Il documento traccia anche una breve sintesi di quello che dovrebbe essere il post-Kyoto dal 2012: sono necessarie forti riduzioni delle emissioni nei Paesi industrializzati che, data la loro responsabilità storica e la loro capacità economica, devono continuare a prendere iniziative per la mitigazione; Il futuro climate change regime richiederà un ulteriore impegno dei Paesi in via di sviluppo, in particolare di quelli le cui emissioni, già ora o in un prossimo futuro, contribuiscono in maniera significativa alle concentrazioni atmosferiche di CO2. Se si prendono in considerazione le proiezioni della crescita economica e della domanda di energia nei Paesi in via di sviluppo, questo sarà importantissimo.

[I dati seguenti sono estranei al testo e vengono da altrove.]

Issue #92, opened 2018-11-19
Grab information on VFs for SR-IOV PFs


jaypipes:
It's possible to retrieve the number of virtual functions (VFs) on an SR-IOV physical function (PF) on Linux by querying the following pseudo-files:

 * `/sys/class/net/$NIC_NAME/device/sriov_numvfs`: The number of active VFs for the PF
* `/sys/class/net/$NIC_NAME/device/sriov_totalvfs`: The maximum number of VFs the PF can accomodate

fromanirh:
Hi there, I can contribute here, depending on the decision we take in https://github.com/jaypipes/ghw/issues/66 (and also https://github.com/jaypipes/ghw/issues/201 :) )

fromanirh:
I'd totally happy to work in this area. I have access to boxes with low and high end SRIOV cards and I can provide snapshots (albeit most likely for low-end cards only) to enable others.

jaypipes:
> I have access to boxes with low and high end SRIOV cards and I can provide snapshots (albeit most likely for low-end cards only) to enable others.

That is awesome news, @fromanirh! Would be great to get contributions from you in this area!

fromanirh:
first draft, RFC for API: https://github.com/jaypipes/ghw/pull/230

PR #221, opened 2021-02-04
pkg: net: report backing device address

fromanirh:
Report the backing device address - currently PCI only -
in the network interface data.
This allows the client code to fetch the device information using
the specific package, for example `pkg/pci`.

We prefer to add the address, and not a pointer to the relevant
backing device object, the make the net module less coupled with
the other hardware modules.

### DIFF
--- a/pkg/net/net.go
+++ b/pkg/net/net.go
@@ -25,8 +25,8 @@ type NIC struct {
 	MacAddress   string           `json:"mac_address"`
 	IsVirtual    bool             `json:"is_virtual"`
 	Capabilities []*NICCapability `json:"capabilities"`
-	// TODO(jaypipes): Add PCI field for accessing PCI device information
-	// PCI *PCIDevice `json:"pci"`
+	PCIAddress   *string          `json:"pci_address,omitempty"`
+	// TODO(fromani): add other hw addresses (USB) when we support them
 }
 
 func (n *NIC) String() string {
--- a/pkg/net/net_linux.go
+++ b/pkg/net/net_linux.go
@@ -67,6 +67,9 @@ func nics(ctx *context.Context) []*NIC {
 		} else {
 			nic.Capabilities = []*NICCapability{}
 		}
+
+		nic.PCIAddress = netDevicePCIAddress(paths.SysClassNet, filename)
+
 		nics = append(nics, nic)
 	}
 	return nics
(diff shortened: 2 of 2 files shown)


fromanirh:
WIP because we need tests; to enable tests, we need to have a ghw snapshot in the source tree; I will provide it with a PR soon enough.

fromanirh:
To move forward, we need first to move forward on https://github.com/jaypipes/ghw/pull/224

fromanirh:
This PR is a precondition to solve https://github.com/jaypipes/ghw/issues/92

pkg/net/net.go
```diff
@@ -20,13 +20,17 @@ type NICCapability struct {
 	CanEnable bool   `json:"can_enable"`
 }
 
+type NICAddress struct {
+	PCI string `json:"pci"`
+	// TODO(fromani): add other hw addresses (USB) when we support them
```
jaypipes, line 25: So this would essentially be a union type, yes? There would be a set of different address fields, and only one would be expected to be set?

pkg/net/net_linux.go
```diff
@@ -163,3 +166,56 @@ func netParseEthtoolFeature(line string) *NICCapability {
...
+	// device path to its full sysfs path.
+	// say we start with netDevDir="/sys/class/net" and netDevName="enp0s31f6"
+	netPath := filepath.Join(netDevDir, netDevName)
+	dest, err := os.Readlink(netPath)
+	if err != nil {
+		// bail out with empty value
+		return nicAddr
+	}
+	// now we have something like dest="../../devices/pci0000:00/0000:00:1f.6/net/enp0s31f6"
+	// remember the path is relative to netDevDir="/sys/class/net"
```
jaypipes, line 187: :+1: the comments in this function are exactly the kind of great code comments that `ghw` promotes: explain the details and the *why*. bravo.

pkg/net/net.go
```diff
@@ -20,13 +20,17 @@ type NICCapability struct {
...
+}
+
 type NIC struct {
 	Name         string           `json:"name"`
 	MacAddress   string           `json:"mac_address"`
 	IsVirtual    bool             `json:"is_virtual"`
 	Capabilities []*NICCapability `json:"capabilities"`
-	// TODO(jaypipes): Add PCI field for accessing PCI device information
-	// PCI *PCIDevice `json:"pci"`
+	HWAddress    NICAddress       `json:"hw_address"`
```
jaypipes, line 33: I think I'd almost prefer to have a `*string` field called `PCIAddress` that is nullable to indicate the field isn't always filled in. If and when in the future we support non-PCI hardware addreses like USB, we can add another `*string` field called `USBAddress`.

pkg/net/net_linux.go
```diff
@@ -163,3 +166,56 @@ func netParseEthtoolFeature(line string) *NICCapability {
 		CanEnable: !fixed,
 	}
 }
+
+func netDeviceHWAddress(netDevDir, netDevName string) NICAddress {
```
jaypipes, line 170: and I think it would be best to just name this function netDevicePCIAddress() since the function only looks up the PCI address (and have it return a `*string`)

jaypipes (changes requested):
@fromanirh thank you for the PR! Left a couple notes and suggestions inline for ya.

pkg/net/net.go
fromanirh: Yes, that's the intent. The reason is I'm aware of pci-connected (desktop, servers...) and usb-connected (laptops, raspberry pi) network interfaces. So that's at least two.
I'm not sure what's the best way to model this facet and I'm very open to suggestions.

pkg/net/net_linux.go
fromanirh: Thanks!

pkg/net/net.go
fromanirh: Works for me. I was never really fond of `hw_address`. It creates some confusion with the NIC physical address (MAC) which I prefer to avoid.

pkg/net/net_linux.go
fromanirh: sure, on it.

jaypipes (approved):
Awesome work, @fromanirh :) Thank you!

jaypipes:
@fromanirh for a future PR, feel free to update the README.md to list this new PCIAddress field.

fromanirh:
> @fromanirh for a future PR, feel free to update the README.md to list this new PCIAddress field.

Sure thing! https://github.com/jaypipes/ghw/pull/226 (actually I should have done this earlier :\ )

PR #223, opened 2021-02-04
pci: add String() method to pci.Device

fromanirh:
We have AddressFromString(), so it seems natural to add
the symmetric, which we can also use in few places internally
to make the code more readable.


jaypipes (approved):
Nice :)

I Paesi in via di sviluppo avranno bisogno di incentivi per limitare le loro emissioni e intanto salvaguardare la crescita economica ed eliminare la povertà. Occorre sciogliere anche il nodo della necessità di proteggere le foreste come parte degli sforzi per combattere il cambiamento climatico. La deforestazione tropicale è stata esclusa dal protocollo di Kyoto, a causa di polemiche sulla sovranità sulle risorse forestali e dell’incertezza per le implicazioni che questo avrebbe avuto per gli sforzi per ridurre le emissioni di combustibili fossili. L’Unfccc ha rilanciato il tema della riduzione delle emissioni da deforestazione nei Paesi in via di sviluppo, soprattutto su pressione di questi stessi Paesi. Secondo l’Ipcc un nuovo e più attivo ruolo dei Paesi in via di sviluppo avrebbe un significativo potenziale di mitigazione, anche attraverso un maggiore uso di tecnologie pulite e una migliore efficienza degli usi finali, in tutti i settori. I costi di mitigazione al 2030 non dovrebbero superare il 3% del Pil mondiale, ma questo potrebbe produrre benefici economici, ambientali e sociali. Il carbon market ha un grande potenzia e della per quanto riguarda il rapporto costo-efficacia di attenuazione, ma ha bisogno di politiche a lungo termine e della certezza della domanda oltre il 2012 per continuare ad essere realizzato.